A notorious example of a widely applied technique that uses lasers scanners is Simultaneous Localization and Mapping (SLAM), the procedure of autonomously building a map while a robot is localizing itself in the environment [6]. Researches related to this topic within the field of mobile robotics have remained popular for a long time, and recently more effort has been made to contribute to the manufacture of intelligent and autonomous vehicles [7,8], field in which many of the works focus on object detection methods using 3D LiDAR [9,10,11]. By its turn, 2D LiDARs are preferred in many mobile robotics applications due to its low cost and high degree of accuracy [12]. The application also plays a role in the choice of sensor. For example, in places such as electrical substations, optical sensors are preferred for getting distance information because they do not suffer interference from the large electromagnetic fields [13].
Besides the approaches mentioned above, there are many others that motivate and drive this works’ purpose. In particular the use of laser scanners for object detection and tracking (including cases in which both agent and objects are mobile) [14,15,16,17], object identification and segmentation from local environment [18,19,20] and object feature extraction [21]. These implementations have deep impact on autonomous robotics and decision making using little or no previous knowledge about the environment and objects, nevertheless accurately inferring information and executing tasks based on such data.
In yet another similar sense, SLAM implementations frequently focus on building and self-correcting a map or CAD model map, based on laser scanner data. Generally, many such techniques apply triangulation, environment landmarks [4] and object features detection [22], for systematic odometry error compensation in both indoor [23,24,25] and outdoor [26,27] data. For the case in which a map is already available, the use of 2D LiDAR is also attractive. For instance, a fast obstacle detection technique for mobile robot navigation using a 2D-LiDAR scan and a 2D map is proposed in [28].
Nonetheless, other fields also benefit from the use of laser scanners. In the agricultural automation industry, for example, there are a variety of researches in the assessment of canopy volume [29], poplar biomass [30] and trunks [31], crop and weed distinction [32], among other uses.
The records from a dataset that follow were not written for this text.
PR #1061, opened 2024-12-06
SWEEP: Make anonymous class members default to private instead of internal, #715

### LINKED ISSUE #715: All methods, fields, and properties should be marked `private` instead of `internal` in all anonymous classes
Anonymous classes are suffixed `AnonymousClass`.

In Java, [anonymous classes](https://docs.oracle.com/javase/tutorial/java/javaOO/anonymousclasses.html) are declared inline, so there is no other code that can interact with them.

However, many of these classes (such as [this example](https://github.com/apache/lucenenet/blob/b6cf28b78c85f33e66d89abe399c4523dd41dc80/src/Lucene.Net.Misc/Index/Sorter/BlockJoinComparatorSource.cs#L102)) have methods, fields, and properties that are marked `internal`. `internal` was chosen because in Lucene it is common to leave off an accessibility modifier.

- In Java, if there is no accessibility modifier, the accessibility defaults to `package-private`, which is similar to `internal`.
- In .NET, if there is no accessibility modifier, the accessibility defaults to `private`.

However, in an anonymous class, `package-private` accessibility is not sensible. It has the same effect as declaring the member `private`.

Therefore, all methods, fields, and properties of anonymous classes can be changed to `private` and we should leave a comment indicating that the change was made.

```// LUCENENET: changed accessibility from internal to private```

There may be exceptions in cases where members were added to make testing easier, so those may need to remain `internal`. A compile can quickly identify members that should be left alone.

### PR DESCRIPTION
**Pull request by paulirwin**

Make anonymous class members default to private instead of internal

Fixes #715

## Description

See #715 for info and rationale. This makes "AnonymousClass" implementation members private instead of internal where possible (and readonly, where possible). This also takes the opportunity to remove redundant constructors and unused "outerInstance" fields where applicable.

### DIFF
--- a/src/Lucene.Net/Search/NumericRangeQuery.cs
+++ b/src/Lucene.Net/Search/NumericRangeQuery.cs
@@ -430,7 +430,7 @@ namespace Lucene.Net.Search
                     this.outerInstance = outerInstance;
                 }
 
-                public override sealed void AddRange(BytesRef minPrefixCoded, BytesRef maxPrefixCoded)
+                public override void AddRange(BytesRef minPrefixCoded, BytesRef maxPrefixCoded)
                 {
                     outerInstance.rangeBounds.Enqueue(minPrefixCoded);
                     outerInstance.rangeBounds.Enqueue(maxPrefixCoded);
@@ -446,7 +446,7 @@ namespace Lucene.Net.Search
                     this.outerInstance = outerInstance;
                 }
 
-                public override sealed void AddRange(BytesRef minPrefixCoded, BytesRef maxPrefixCoded)
+                public override void AddRange(BytesRef minPrefixCoded, BytesRef maxPrefixCoded)
                 {
                     outerInstance.rangeBounds.Enqueue(minPrefixCoded);
                     outerInstance.rangeBounds.Enqueue(maxPrefixCoded);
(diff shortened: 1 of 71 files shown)

### CODE REVIEW

File: src/Lucene.Net/Search/NumericRangeQuery.cs [hunk 1]
```diff
@@ -446,7 +446,7 @@ public Int32RangeBuilderAnonymousClass(NumericRangeTermsEnum outerInstance)
                     this.outerInstance = outerInstance;
                 }
 
-                public override sealed void AddRange(BytesRef minPrefixCoded, BytesRef maxPrefixCoded)
+                public override void AddRange(BytesRef minPrefixCoded, BytesRef maxPrefixCoded)
```
NightOwl888, line 449: `sealed` is how this is declared upstream. I realize it makes no difference (it isn't possible to inherit an anonymous class), but let's keep the declaration in sync.

https://github.com/apache/lucene/blob/releases/lucene-solr/4.8.0/lucene/core/src/java/org/apache/lucene/search/NumericRangeQuery.java#L472

src/Lucene.Net/Search/NumericRangeQuery.cs
```diff
@@ -430,7 +430,7 @@ public Int64RangeBuilderAnonymousClass(NumericRangeTermsEnum outerInstance)
...
```
NightOwl888, line 433: `sealed` is how this is declared upstream. I realize it makes no difference (it isn't possible to inherit an anonymous class), but let's keep the declaration in sync.

https://github.com/apache/lucene/blob/releases/lucene-solr/4.8.0/lucene/core/src/java/org/apache/lucene/search/NumericRangeQuery.java#L432

NightOwl888 (changes requested):

src/Lucene.Net/Search/NumericRangeQuery.cs
paulirwin: This was removed because it's redundant because the class is marked `sealed`.

NightOwl888 (approved):

PR #1064, opened 2024-12-12
Convert Lucene volatile long/double values to Atomic counterparts, #1063

### LINKED ISSUE #1063: Review for volatile 64-bit compatibility

### Task description

In C#, `volatile` is not an option on 64-bit types, such as `long` and `double`, however the following fields were marked as `volatile` in Lucene. In most cases, we simply removed the `volatile` keyword from the declaration without making them thread safe, but we should review to see whether these should be fixed.

- [ ] [org.apache.lucene.index.IndexWriter.changeCount](https://github.com/apache/lucene/blob/releases/lucene-solr/4.8.0/lucene/core/src/java/org/apache/lucene/index/IndexWriter.java#L225)
- [ ] [org.apache.lucene.index.IndexWriter.lastCommitChangeCount](https://github.com/apache/lucene/blob/releases/lucene-solr/4.8.0/lucene/core/src/java/org/apache/lucene/index/IndexWriter.java#L226)
- [ ] [org.apache.lucene.index.IndexWriter.pendingCommitChangeCount](https://github.com/apache/lucene/blob/releases/lucene-solr/4.8.0/lucene/core/src/java/org/apache/lucene/index/IndexWriter.java#L231)
- [ ] [org.apache.lucene.index.LiveIndexWriterConfig.writeLockTimeout](https://github.com/apache/lucene/blob/releases/lucene-solr/4.8.0/lucene/core/src/java/org/apache/lucene/index/LiveIndexWriterConfig.java#L68)
- [ ] [org.apache.lucene.index.LiveIndexWriterConfig.ramBufferSizeMB](https://github.com/apache/lucene/blob/releases/lucene-solr/4.8.1/lucene/core/src/java/org/apache/lucene/index/LiveIndexWriterConfig.java#L42)
- [ ] [org.apache.lucene.index.MergePolicy.OneMerge.estimatedMergeBytes](https://github.com/apache/lucene/blob/releases/lucene-solr/4.8.0/lucene/core/src/java/org/apache/lucene/index/MergePolicy.java#L102)
- [ ] [org.apache.lucene.index.MergePolicy.OneMerge.totalMergeBytes](https://github.com/apache/lucene/blob/releases/lucene-solr/4.8.0/lucene/core/src/java/org/apache/lucene/index/MergePolicy.java#L105)
- [ ] [org.apache.lucene.index.SegmentCommitInfo.sizeInBytes](https://github.com/apache/lucene/blob/releases/lucene-solr/4.8.0/lucene/core/src/java/org/apache/lucene/index/SegmentCommitInfo.java#L61)
- [ ] [org.apache.lucene.search.ControlledRealTimeReopenThread.waitingGen](https://github.com/apache/lucene/blob/releases/lucene-solr/4.8.0/lucene/core/src/java/org/apache/lucene/search/ControlledRealTimeReopenThread.java#L49)
- [ ] [org.apache.lucene.search.ControlledRealTimeReopenThread.searchingGen](https://github.com/apache/lucene/blob/releases/lucene-solr/4.8.0/lucene/core/src/java/org/apache/lucene/search/ControlledRealTimeReopenThread.java#L50)
- [ ] [org.apache.lucene.search.TimeLimitingCollector.TimerThread.time](https://github.com/apache/lucene/blob/releases/lucene-solr/4.8.0/lucene/core/src/java/org/apache/lucene/search/TimeLimitingCollector.java#L245)
- [ ] [org.apache.lucene.search.TimeLimitingCollector.TimerThread.resolution](https://github.com/apache/lucene/blob/releases/lucene-solr/4.8.0/lucene/core/src/java/org/apache/lucene/search/TimeLimitingCollector.java#L247)
- [ ] [org.apache.lucene.store.RateLimiter.SimpleRateLimiter.lastNS](https://github.com/apache/lucene/blob/releases/lucene-solr/4.8.0/lucene/core/src/java/org/apache/lucene/store/RateLimiter.java#L53)
- [ ] [org.apache.lucene.store.RateLimiter.SimpleRateLimiter.mbPerSec](https://github.com/apache/lucene/blob/releases/lucene-solr/4.8.0/lucene/core/src/java/org/apache/lucene/store/RateLimiter.java#L51)
- [ ] [org.apache.lucene.store.RateLimiter.SimpleRateLimiter.nsPerByte](https://github.com/apache/lucene/blob/releases/lucene-solr/4.8.0/lucene/core/src/java/org/apache/lucene/store/RateLimiter.java#L52) (Note: this doesn't exist in 4.8.1 and is replaced with [`volatile long minPauseCheckBytes`](https://github.com/apache/lucene/blob/releases/lucene-solr/4.8.1/lucene/core/src/java/org/apache/lucene/store/RateLimiter.java#L59))
- [ ] [org.apache.lucene.replicator.LocalReplicator.ReplicationSession.lastAccessTime](https://github.com/apache/lucene/blob/releases/lucene-solr/4.8.0/lucene/replicator/src/java/org/apache/lucene/replicator/LocalReplicator.java#L85)

### Options

1. Use `AtomicInt64` for the `long` type
2. Use `Interlocked` for the `long` type
3. Use a local lock object

For `double` variables, we can convert to/from `long` using `J2N.BitConversion.Int64BitsToDouble` and `J2N.BitConversion.DoubleToRawInt64Bits`, making the backing field a `long` that uses `Interlocked` or `AtomicInt64`. Alternatively, we could wrap these operations in a new `AtomicDouble` class in J2N.

`Interlocked` would be the preferred option, since it can be used without adding heap allocations and does not use any locking, similar to `volatile`.

paulirwin:

Convert long/double values that are volatile in Lucene (but can't be in .NET) to AtomicInt64 or (new) AtomicDouble.

Fixes #1063

## Description

Since we can't use `volatile` on 64-bit values in .NET, this doesn't work for `long` or `double`. This PR changes `volatile long` fields to be `AtomicInt64` from J2N, as well as introduces a new internal `AtomicDouble` type in Support for those values, using bit conversion to/from long internally so that we can use Interlocked on it.

### DIFF
--- a/src/Lucene.Net/Index/IndexWriter.cs
+++ b/src/Lucene.Net/Index/IndexWriter.cs
@@ -228,13 +228,14 @@ namespace Lucene.Net.Index
         private readonly Directory directory; // where this index resides
         private readonly Analyzer analyzer; // how to analyze text
 
-        private long changeCount; // increments every time a change is completed
-        private long lastCommitChangeCount; // last changeCount that was committed
+        // LUCENENET specific - since we don't have `volatile long` in .NET, we use AtomicInt64
+        private readonly AtomicInt64 changeCount = new AtomicInt64(); // increments every time a change is completed
+        private readonly AtomicInt64 lastCommitChangeCount = new AtomicInt64(); // last changeCount that was committed
 
         private IList<SegmentCommitInfo> rollbackSegments; // list of segmentInfo we will fallback to if the commit fails
 
         internal volatile SegmentInfos pendingCommit; // set when a commit is pending (after prepareCommit() & before commit())
-        internal long pendingCommitChangeCount;
+        internal readonly AtomicInt64 pendingCommitChangeCount = new AtomicInt64(); // LUCENENET specific - since we don't have `volatile long` in .NET, we use AtomicInt64
 
         private ICollection<string> filesToCommit;
 
@@ -2197,7 +2198,7 @@ namespace Lucene.Net.Index
                 // could close, re-open and re-return the same segment
                 // name that was previously returned which can cause
                 // problems at least with ConcurrentMergeScheduler.
-                changeCount++;
+                _ = changeCount.IncrementAndGet();
                 segmentInfos.Changed();
                 return "_" + SegmentInfos.SegmentNumberToString(segmentInfos.Counter++, allowLegacyNames: false); // LUCENENET specific - we had this right thru all of the betas, so don't change if the legacy feature is enabled
             }
@@ -2821,7 +2822,7 @@ namespace Lucene.Net.Index
                     deleter.Checkpoint(segmentInfos, false);
                     deleter.Refresh();
 
-                    lastCommitChangeCount = changeCount;
+                    lastCommitChangeCount.Value = changeCount.Value;
 
                     deleter.Refresh();
                     deleter.Dispose();
@@ -2957,7 +2958,7 @@ namespace Lucene.Net.Index
                             // Don't bother saving any changes in our segmentInfos
                             readerPool.DropAll(false);
                             // Mark that the index has changed
-                            ++changeCount;
+                            _ = changeCount.IncrementAndGet();
                             segmentInfos.Changed();
                             globalFieldNumberMap.Clear();
                             success = true;
@@ -3128,7 +3129,7 @@ namespace Lucene.Net.Index
             UninterruptableMonitor.Enter(this);
             try
             {
-                changeCount++;
+                _ = changeCount.IncrementAndGet();
                 deleter.Checkpoint(segmentInfos, false);
             }
             finally
@@ -3144,7 +3145,7 @@ namespace Lucene.Net.Index
             UninterruptableMonitor.Enter(this);
             try
             {
-                changeCount++;
+                _ = changeCount.IncrementAndGet();
                 segmentInfos.Changed();
             }
             finally
@@ -3935,7 +3936,7 @@ namespace Lucene.Net.Index
                                 // sneak into the commit point:
                                 toCommit = (SegmentInfos)segmentInfos.Clone();
 
-                                pendingCommitChangeCount = changeCount;
+                                pendingCommitChangeCount.Value = changeCount.Value;
 
                                 // this protects the segmentInfos we are now going
                                 // to commit.  this is important in case, eg, while
@@ -4027,7 +4028,7 @@ namespace Lucene.Net.Index
             try
             {
                 segmentInfos.UserData = new Dictionary<string, string>(commitUserData);
-                ++changeCount;
+                _ = changeCount.IncrementAndGet();
             }
             finally
             {
@@ -4170,7 +4171,7 @@ namespace Lucene.Net.Index
                             infoStream.Message("IW", "commit: wrote segments file \"" + pendingCommit.GetSegmentsFileName() + "\"");
                         }
                         segmentInfos.UpdateGeneration(pendingCommit);
-                        lastCommitChangeCount = pendingCommitChangeCount;
+                        lastCommitChangeCount.Value = pendingCommitChangeCount.Value;
                         rollbackSegments = pendingCommit.CreateBackupSegmentInfos();
                         // NOTE: don't use this.checkpoint() here, because
                         // we do not want to increment changeCount:
@@ -5144,8 +5145,8 @@ namespace Lucene.Net.Index
                         int delCount = NumDeletedDocs(info);
                         if (Debugging.AssertsEnabled) Debugging.Assert(delCount <= info.Info.DocCount);
                         double delRatio = ((double)delCount) / info.Info.DocCount;
-                        merge.EstimatedMergeBytes += (long)(info.GetSizeInBytes() * (1.0 - delRatio));
-                        merge.totalMergeBytes += info.GetSizeInBytes();
+                        _ = merge.estimatedMergeBytes.AddAndGet((long)(info.GetSizeInBytes() * (1.0 - delRatio)));
+                        _ = merge.totalMergeBytes.AddAndGet(info.GetSizeInBytes());
                     }
                 }
 
--- a/src/Lucene.Net/Support/Threading/AtomicDouble.cs
+++ b/src/Lucene.Net/Support/Threading/AtomicDouble.cs
@@ -39,6 +39,10 @@ namespace Lucene.Net.Support.Threading
     /// It does not have the increment, decrement, and add methods because those operations are not atomic
     /// due to the conversion to/from <see cref="long"/>.
     /// </summary>
+    /// <remarks>
+    /// Note that this class is set up to mimic <c>double</c> in Java, rather than the J2N <see cref="J2N.Numerics.Double"/> class.
+    /// This may cause differences in comparing NaN values.
+    /// </remarks>
 #if FEATURE_SERIALIZABLE
     [Serializable]
 #endif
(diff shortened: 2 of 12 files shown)


src/Lucene.Net/Index/IndexWriter.cs
```diff
@@ -5144,8 +5145,8 @@ internal bool RegisterMerge(MergePolicy.OneMerge merge)
                         int delCount = NumDeletedDocs(info);
                         if (Debugging.AssertsEnabled) Debugging.Assert(delCount <= info.Info.DocCount);
                         double delRatio = ((double)delCount) / info.Info.DocCount;
-                        merge.EstimatedMergeBytes += (long)(info.GetSizeInBytes() * (1.0 - delRatio));
-                        merge.totalMergeBytes += info.GetSizeInBytes();
+                        _ = merge.estimatedMergeBytes.AddAndGet((long)(info.GetSizeInBytes() * (1.0 - delRatio)));
```
NightOwl888, line 5148: Are you getting warnings for these? It seems odd to have to use the discard character for ignoring the result of a method, which is a fairly common thing to do.

src/Lucene.Net/Index/IndexWriter.cs
```diff
@@ -4027,7 +4028,7 @@ public void SetCommitData(IDictionary<string, string> commitUserData)
             try
             {
                 segmentInfos.UserData = new Dictionary<string, string>(commitUserData);
-                ++changeCount;
+                _ = changeCount.IncrementAndGet();
```
NightOwl888, line 4031: Are you getting warnings for these? It seems odd to have to use the discard character for ignoring the result of a method, which is a fairly common thing to do.

src/Lucene.Net/Index/IndexWriter.cs
```diff
@@ -2197,7 +2198,7 @@ internal string NewSegmentName()
                 // could close, re-open and re-return the same segment
                 // name that was previously returned which can cause
                 // problems at least with ConcurrentMergeScheduler.
-                changeCount++;
+                _ = changeCount.IncrementAndGet();
```
NightOwl888, line 2201: Are you getting warnings for these? It seems odd to have to use the discard character for ignoring the result of a method, which is a fairly common thing to do.

src/Lucene.Net/Index/IndexWriter.cs
```diff
@@ -2957,7 +2958,7 @@ public virtual void DeleteAll()
                             // Don't bother saving any changes in our segmentInfos
                             readerPool.DropAll(false);
                             // Mark that the index has changed
-                            ++changeCount;
+                            _ = changeCount.IncrementAndGet();
```
NightOwl888, line 2961: Are you getting warnings for these? It seems odd to have to use the discard character for ignoring the result of a method, which is a fairly common thing to do.

src/Lucene.Net/Index/IndexWriter.cs
```diff
@@ -3128,7 +3129,7 @@ internal virtual void CheckpointNoSIS()
             UninterruptableMonitor.Enter(this);
             try
             {
-                changeCount++;
+                _ = changeCount.IncrementAndGet();
```
NightOwl888, line 3132: Are you getting warnings for these? It seems odd to have to use the discard character for ignoring the result of a method, which is a fairly common thing to do.

src/Lucene.Net/Index/IndexWriter.cs
```diff
@@ -3144,7 +3145,7 @@ internal void Changed()
...
```
NightOwl888, line 3148: Are you getting warnings for these? It seems odd to have to use the discard character for ignoring the result of a method, which is a fairly common thing to do.

NightOwl888 (changes requested):

src/Lucene.Net/Support/Threading/AtomicDouble.cs
```diff
@@ -0,0 +1,413 @@
...
+
+        /// <summary>
+        /// Compares <paramref name="a1"/> and <paramref name="a2"/> for value equality.
+        /// </summary>
+        /// <param name="a1">The first number.</param>
+        /// <param name="a2">The second number.</param>
+        /// <returns><c>true</c> if the given numbers are equal; otherwise, <c>false</c>.</returns>
+        public static bool operator ==(double a1, AtomicDouble a2)
+        {
+            return a1.Equals(a2.Value);
```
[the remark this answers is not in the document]
paulirwin: There is a separate override with AtomicDouble on the left below.

src/Lucene.Net/Support/Threading/AtomicDouble.cs
```diff
@@ -0,0 +1,413 @@
...
+
+        /// <summary>
+        /// Compares <paramref name="a1"/> and <paramref name="a2"/> for value equality.
+        /// </summary>
+        /// <param name="a1">The first number.</param>
+        /// <param name="a2">The second number.</param>
+        /// <returns><c>true</c> if the given numbers are equal; otherwise, <c>false</c>.</returns>
+        public static bool operator ==(double? a1, AtomicDouble a2)
+        {
+            return a1.GetValueOrDefault().Equals(a2.Value);
```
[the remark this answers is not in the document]
paulirwin: There is a separate override with AtomicDouble on the left above.

src/Lucene.Net/Support/Threading/AtomicDouble.cs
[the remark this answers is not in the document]
NightOwl888: What I mean is let's use the comparison rules from this class in case we move it to J2N and use the Java `Double` equality comparison rules in the future. If we use `AtomicDouble` on the left side of the comparison, we won't accidentally be tied to the .NET double equality comparison if we didn't intend that.

```c#
if (a1 is null)
    return a2 is null;
if (a2 is null)
    return false;

return a2.Equals(a1);
```

src/Lucene.Net/Index/IndexWriter.cs
paulirwin: Regardless of code analysis, given the name of the method `AddAndGet`, I feel it is most prudent and responsible to communicate to someone reading the code in the future that you're intentionally discarding the result. In this case, I don't think there was a CA warning about it (although there have been times I've added that to address warnings elsewhere), it's just a practice I use when methods clearly indicate they're trying to return a potentially useful value, and we want to not use that value.

src/Lucene.Net/Support/Threading/AtomicDouble.cs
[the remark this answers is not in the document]
paulirwin: In this particular one a1 can't be null, but I'll adopt that pattern for the other

src/Lucene.Net/Support/Threading/AtomicDouble.cs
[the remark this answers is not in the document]
paulirwin: Resolved per other comment

src/Lucene.Net/Support/Threading/AtomicDouble.cs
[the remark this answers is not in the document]
paulirwin: Updated, let me know if that's what you mean.

NightOwl888 (changes requested):

NightOwl888 (approved):
I found a couple more minor issues with parameter/variable naming and the fact that `TryFormat` wasn't overridden and pushed a couple of commits. I have opened https://github.com/NightOwl888/J2N/issues/125 and https://github.com/NightOwl888/J2N/issues/126 to address some of the issues that were discovered here in J2N.

PR #1067, opened 2024-12-17
Port Packed Producing Python Programs, #1008

### LINKED ISSUE #1008: Generate C# code for Lucene.Net.Util.Packed types

### Task description

Found when reviewing #1007. We should support generating the C# code files in Lucene.Net.Util.Packed like Java Lucene does with their Python scripts. See gen_BulkOperation.py, gen_Direct.py, gen_Packed64SingleBlock.py, and gen_PackedThreeBlocks.py in the Lucene codebase.

paulirwin:

Ports the Python scripts for generating the various Lucene.Net.Util.Packed files.

Fixes #1008

## Description

This ports the four Python scripts in the Packed package/namespace that generate the various files there, and updates them to produce C# code instead, as well as updates them to be compatible with Python 3 (as Python 2, which was used at the time, is now very out of support). This results in some minor syntax differences in the generated code. The README.md file in this folder explains how to run the scripts (which is simply to run them with Python 3, no virtual environment or dependencies needed).

Having these scripts ported will help us ensure that the code is being generated the same way as in Java, as well as to assist any necessary future changes to how the files are generated. It also just helps complete our 1:1 port of the Lucene code, be it Java or Python. 

This also corrects an out-of-date type name in the package.md documentation for this namespace.


src/Lucene.Net/Util/Packed/gen_PackedThreeBlocks.py
```diff
@@ -0,0 +1,192 @@
...
+# ## LUCENENET PORTING NOTES
+# This script was originally written for Python 2, but has been tested against Python 3.
+# No changes were necessary to run this script in Python 3.
+
+HEADER="""using Lucene.Net.Diagnostics;
+using Lucene.Net.Support;
+using System;
+using System.Runtime.CompilerServices;
+
+// This file has been automatically generated, DO NOT EDIT
```
NightOwl888, line 27: Maybe we should make this message more prominent and indicate how to generate the file so one doesn't have to search if they see the message.

```c#
//------------------------------------------------------------------------------
// <auto-generated>
//     This code was generated by the gen_PackedThreeBlocks.py script.
//
//     Changes to this file may cause incorrect behavior and will be lost if
//     the code is regenerated.
// </auto-generated>
//------------------------------------------------------------------------------
```

src/Lucene.Net/Util/Packed/gen_Packed64SingleBlock.py
```diff
@@ -0,0 +1,338 @@
...
+# No changes were necessary to run this script in Python 3.
+
+SUPPORTED_BITS_PER_VALUE = [1, 2, 3, 4, 5, 6, 7, 8, 9, 10, 12, 16, 21, 32]
+
+HEADER="""using Lucene.Net.Diagnostics;
+using Lucene.Net.Support;
+using System;
+using System.Runtime.CompilerServices;
+
+// This file has been automatically generated, DO NOT EDIT
```
NightOwl888, line 29: Maybe we should make this message more prominent and indicate how to generate the file so one doesn't have to search if they see the message.

```c#
//------------------------------------------------------------------------------
// <auto-generated>
//     This code was generated by the gen_Packed64SingleBlock.py script.
//
//     Changes to this file may cause incorrect behavior and will be lost if
//     the code is regenerated.
// </auto-generated>
//------------------------------------------------------------------------------
```

src/Lucene.Net/Util/Packed/gen_Direct.py
```diff
@@ -0,0 +1,224 @@
...
+# WITHOUT WARRANTIES OR CONDITIONS OF ANY KIND, either express or implied.
+# See the License for the specific language governing permissions and
+# limitations under the License.
+
+# ## LUCENENET PORTING NOTES
+# This script was originally written for Python 2, but has been tested against Python 3.
+# No changes were necessary to run this script in Python 3.
+
+# LUCENENET specific - we write the usings before the header
+HEADER="""// This file has been automatically generated, DO NOT EDIT
```
NightOwl888, line 23: Maybe we should make this message more prominent and indicate how to generate the file so one doesn't have to search if they see the message.

```c#
//------------------------------------------------------------------------------
// <auto-generated>
//     This code was generated by the gen_Direct.py script.
//
//     Changes to this file may cause incorrect behavior and will be lost if
//     the code is regenerated.
// </auto-generated>
//------------------------------------------------------------------------------
```

src/Lucene.Net/Util/Packed/gen_BulkOperation.py
```diff
@@ -0,0 +1,414 @@
...
+
+"""Code generation for bulk operations"""
+
+MAX_SPECIALIZED_BITS_PER_VALUE = 24
+PACKED_64_SINGLE_BLOCK_BPV = [1, 2, 3, 4, 5, 6, 7, 8, 9, 10, 12, 16, 21, 32]
+OUTPUT_FILE = "BulkOperation.cs"
+
+# LUCENENET specific - we write the usings before the header, since
+# the numbered files don't need them
+HEADER = """// This file has been automatically generated, DO NOT EDIT
```
NightOwl888, line 40: Maybe we should make this message more prominent and indicate how to generate the file so one doesn't have to search if they see the message.

```c#
//------------------------------------------------------------------------------
// <auto-generated>
//     This code was generated by the gen_BulkOperation.py script.
//
//     Changes to this file may cause incorrect behavior and will be lost if
//     the code is regenerated.
// </auto-generated>
//------------------------------------------------------------------------------
```

src/Lucene.Net/Util/Packed/README.md
```diff
@@ -0,0 +1,28 @@
...
+## Generating the files
+
+There are four Python scripts in this folder:
+[`gen_BulkOperation.py`](gen_BulkOperation.py),
+[`gen_Direct.py`](gen_Direct.py),
+[`gen_Packed64SingleBlock.py`](gen_Packed64SingleBlock.py), and
+[`gen_PackedThreeBlocks.py`](gen_PackedThreeBlocks.py).
+These scripts were ported from the original Lucene 4.8.1 code, and modified to generate the corresponding C# code instead of Java.
+
+To generate the files, run the following commands from this directory:
```
NightOwl888, line 12: While this documentation is useful to have, what is preventing us from adding these scripts to the build as was the case in Lucene?

https://github.com/apache/lucene/blob/releases/lucene-solr/4.8.1/lucene/core/build.xml#L101-L127

Granted, we would need to add a Python3 dependency to Visual Studio, command line, and CI builds, but that doesn't seem like such a big deal. We would need a separate PR to update the main README so it can be applied after this is released.

NightOwl888 (changes requested):

src/Lucene.Net/Util/Packed/README.md
paulirwin: Are you thinking to have the csproj execute the scripts before build? We could certainly do that, although given the low frequency with which these scripts change, and that the generated files are already in the build, I don't know if it's worth the extra effort for users to have to make sure they have Python set up first in order to contribute. This would likely impact Windows users the most, as it's more common for macOS and Linux users (particularly developers) to already have python3 in their PATH. And given that admittedly most .NET developers are using Windows, I worry that it's just a possible speed bump in getting new contributors on board.

What we could do is only do this in the build scripts and CI, so that anyone that just opens up the solution in VS/Rider doesn't have to have Python installed to build, but we still get the benefit of being able to test it locally in an automated way as well as have it run as part of the CI builds for regression testing of the scripts.

However we do it, note that there is already a PR for the beta18 documentation changes including README changes that could be updated: https://github.com/apache/lucenenet/pull/1043

NightOwl888: Good point about installing Python3 on Windows. Although, this is exactly what you need to go through to setup dotnet/runtime to build (along with several other dependencies), it is just a matter of having decent documentation for the developer setup process.

There are also other code generation scripts to port, some of which use Python.

That being said, I think we could probably skip all of that for the time being and change the CI builds (especially GitHub Actions) so they generate the files and then use Git to determine if there are any changes to them. If a generated file doesn't match the repository, fail the build. This would catch both cases:

1. The script changed and the files weren't regenerated and committed
2. One or more of the generated files was manually changed

If we do that, the normal build for developers wouldn't need to change and we wouldn't have to manually check to ensure things didn't get out of sync.

paulirwin: Something else I just thought of, the upstream code has that `fixcrlf` task in the build.xml file, I need to determine if that's something we would need to do on Windows as well.

paulirwin: FYI, this seems to work just fine on Windows. It checks out the files as crlf, and running the scripts again does not result in any pending changes, and they remain crlf after running the script.

paulirwin: Added GitHub Actions workflow to run the python scripts and check the git diff for any changes.

NightOwl888 (approved):
That looks pretty good.

I have a couple of minor nit-picky things, but I will leave it up to you whether we should actually change them.

1. The name of the workflow `Lucene-Net-Packed-Python-Scripts.yml` doesn't reflect the namespace where packed is (`Util`).
2. In the IDE, it is more obvious that a file is generated by giving it a special name than having to rely on scrolling to the top of the file to see a warning that it is generated. In ICU4N, we are using the convention `.generated.cs` as a suffix for generated code. The tradeoff here is that we are also using a convention of keeping the file names 1-to-1 with the Java file names so it is easy to compare them lexographicallly in File Explorer so we can quickly tell when we have differences. Using the former approach may affect the latter to some extent, but I think it is something we can deal with (especially being that they are generated).

paulirwin:
I'm renaming the GitHub workflow file. I think we should keep the current names because it more closely matches the Java file names. This can always be revisited later in a separate PR if desired.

On a different view, the robotics competition RoboCup and its educational counterpart RoboCupJunior, specifically on the Rescue [33] and Rescue B [34] categories, respectivelly, have also gained from using laser range data for robot navigation in unstructured environments to perform rescue operations.
Thus, there is extensive literature on 2D LiDAR data applications in detecting, locating and matching objects, as well as in map construction, matching and correction for self-localization. Yet, to the best of our knowledge, there is no clear universal consensus on strict mathematical notation and modeling for such instruments, although they present less computing cost than image recognition processes [16]. The work [35] also states that there is a standardization need for information extraction based on LiDAR data. They propose a framework from semantic segmentation to geometric information extraction and digital modeling, but their focus is on extraction of geometric information of roads.
In order to process laser scan information, each paper in the literature suggests its own notation, framework, and approach. This is far from ideal in scientific research and development, as well as in education, where a unified approach would be preferable. Considering all aforementioned applications, we claim that it is valuable and significant to propose and evaluate a formal mathematical definition for object detection and identification in tasks based on segmentation, tracking and feature extraction.
Given the wide array of applications based on and benefiting from LiDAR data, there is yet no rigid definition or analytical approach for the general problem of detecting objects in semi-structured environments. In other words, despite the existence of similar structures, there is a gap between different approaches.

1.1. Related Works

The flexibility and relative low cost of laser-based distance measurement instruments has promoted fast development in the field of robotics, specially for autonomous vehicles. The generality level and ability to detect and identify objects, obstacles, other robots and humans in a scene is deeply impactful in any autonomous robot’s planning algorithm. In the literature, distance laser data has been often modeled and processed in polar coordinates [36,37,38,39,40,41,42,43,44,45,46,47], in order extract features from a given setting and parse data. Feature extraction itself on LiDAR data often relies in Polar Scan Matching (PSM) [36,37], Suport Vector Machines (SVMs) [38], Gaussian Process (GP) regression [39], various means of clustering and matching [40,41,42,43], among other probabilistic and deterministic approaches [44,45,46,47] to model and interpret data.
Robot navigation relies on sensor influx and fusion in order to extract environment features and deliberate upon its surroundings in order to execute a task, whether simple or complex. In that sense, LiDAR sensors are widely used in SLAM and often depend on feature mapping and tracking to achieve precision and accuracy using deterministic and probabilistic models, as seen in literature [4,6,24,25] and similar techniques are used in the research of autonomous driving [7,8].
Likewise, in applied and field autonomous robotics the need to detect, identify and match objects and their properties is imperative for task completion, and their mathematical interpretation can be fruitful to describe as well as improve models and implementations, e.g. in the field of forest and agriculture robotics applications [29,30,31,32]. Thus, formal investigations and modeling of the physical world for autonomous interpretation by robots is impactful.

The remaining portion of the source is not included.